Question

The r.m.s speed of oxygen is $v$ at a particular temperature. If the temperature is doubled and oxygen molecules dissociate into oxygen atoms, the r.m.s speed becomes:
A.$v$
B. $\sqrt 2 v$
C. $2v$
D. $4v$

Answer 1

To calculate the r.m.s. (root mean square) velocity of gas, get the formula of r.m.s speed and put the values in the formula .The formula is $\sqrt {\dfrac{{3RT}}{M}}$where, you have to put value of $T$ i.e. new temperature and $M$ i.e. new Molecular weight and you will get the desired result.

Complete step by step answer: Root mean square velocity of a gas is the measure of velocity of gas particles.
rms speed of any gas is given by:$\sqrt {\dfrac{{3RT}}{M}}$
where $T$ is the temperature and
$M$ is the molecular weight of the gas
Here, we can see that rms speed is directly proportional to square-root of temperature and inversely proportional to square root of molecule.
i.e.
rms speed $\alpha \sqrt T$ and,
rms speed $\alpha \dfrac{1}{{\sqrt M }}$
So, in question it would directly suggest the change is with the reference of temperature and molecular weight individually also.

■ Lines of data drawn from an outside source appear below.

PR #130, opened 2025-02-25
fix(tLN): Make supervision removal only remove Val textContent

### LINKED ISSUE #129: tLN: Remove subscription supervision removes too much
We've recently found that for some manufacturer's IEDs (SEL on the SEL-411L-2) our default supervision removal is "damaging" and prevents the ICT tool from correctly opening the file.

What we do is remove the `DOI[name="GoCBRef"]`

https://github.com/OpenEnergyTools/scl-lib/blob/0ce54dfcb035a599262cd707402b823b1ab427ba/tLN/removeSubscriptionSupervision.ts#L121-L137s

The ICT software then complains that it cannot find this DOI and refuses to open the overall SCD file.

I'd like to propose that we narrow the scope so that "subscription removal means only removal of the text content on the Val element".

My reading of IEC 61850-7-1 Ed 2.1 is that the SCT may remove either the complete LN or just the content of the Val element.

Image

danyill:
Closes #129 

This PR makes supervision removal do the most minimal thing possible and seems to me to be the best way of reading the standard. It also fixes an issue where an ICT tool cannot function with our present behaviour.

### DIFF
--- a/tLN/removeSubscriptionSupervision.ts
+++ b/tLN/removeSubscriptionSupervision.ts
@@ -14,25 +14,29 @@ type GroupedExtRefs = {
 function removableSupervisionElement(
   ctrlBlock: Element,
   subscriberIed: Element,
-): Element | null {
+): Node | Element | null {
   const supervisionType = ctrlBlock.tagName === "GSEControl" ? "LGOS" : "LSVS";
+  const doiName = ctrlBlock.tagName === "GSEControl" ? "GoCBRef" : "SvCBRef";
 
   const valElement = Array.from(
     subscriberIed.querySelectorAll(
-      `LN[lnClass="${supervisionType}"] > DOI > DAI > Val`,
+      `LN[lnClass="${supervisionType}"] > DOI[name="${doiName}"] > DAI[name="setSrcRef"] > Val`,
     ),
   ).find((val) => val.textContent === controlBlockObjRef(ctrlBlock));
   if (!valElement) return null;
 
   const ln = valElement.closest("LN")!;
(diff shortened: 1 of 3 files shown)


danyill:
I could likely do more to tidy up the tests here, let me know if that is of concern and I will update.

JakobVogelsang:
I would still like to have the ln removed if being created by the subscribe function. So if the private tag is in remove the ln otherwise remove the val.taxtContent. That would as far as I understand solve the issue #129, right?

danyill:
Yes, let's do that, thank you for the prompt feedback 👍

tLN/removeSubscriptionSupervision.ts
```diff
@@ -14,25 +14,29 @@ type GroupedExtRefs = {
...
   subscriberIed: Element,
-): Element | null {
+): Node | Element | null {
   const supervisionType = ctrlBlock.tagName === "GSEControl" ? "LGOS" : "LSVS";
+  const doiName = ctrlBlock.tagName === "GSEControl" ? "GoCBRef" : "SvCBRef";
 
   const valElement = Array.from(
     subscriberIed.querySelectorAll(
-      `LN[lnClass="${supervisionType}"] > DOI > DAI > Val`,
+      `LN[lnClass="${supervisionType}"] > DOI[name="${doiName}"] > DAI[name="setSrcRef"] > Val`,
```
danyill, line 23: Eek it was actually broken anyways!

danyill:
Thank you for the feedback, I have updated the PR as per your request and would, as always be grateful for a review and happy to make changes.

But to see the combined effect we have to use the formula of rms speed.
Now, in question it is given that, temperature is doubled:
That is, let us take new temperature to be $T'$
So, $T' = 2T - - - (1)$
And, in question it is given that oxygen molecule, dissociate into oxygen atoms:
Let us take new molecular weight be $M'$
So, $M' = \dfrac{M}{2} - - - (2)$
To calculate the new rms speed
Put, the values in formula, in $\sqrt {\dfrac{{3RT'}}{{M'}}} - - - (3)$
Put the values from $(1)$ and $(2)$in $(3)$
We get, $\sqrt {\dfrac{{3R(2T)}}{{M/2}}}$
Solving we get: $\sqrt {\dfrac{{4(3RT)}}{M}}$

From here, we can see that new velocity is double of old velocity
Let’s take new velocity be $v'$
$v' = 2v$
Therefore, option c is the correct answer.

Note: remember in the formula of rms ,R used is a constant, it’s value is same everywhere i.e. $R = 8.315J/mol.K$.and while solving questions always take care of units, all the units must be the same to get the desired results.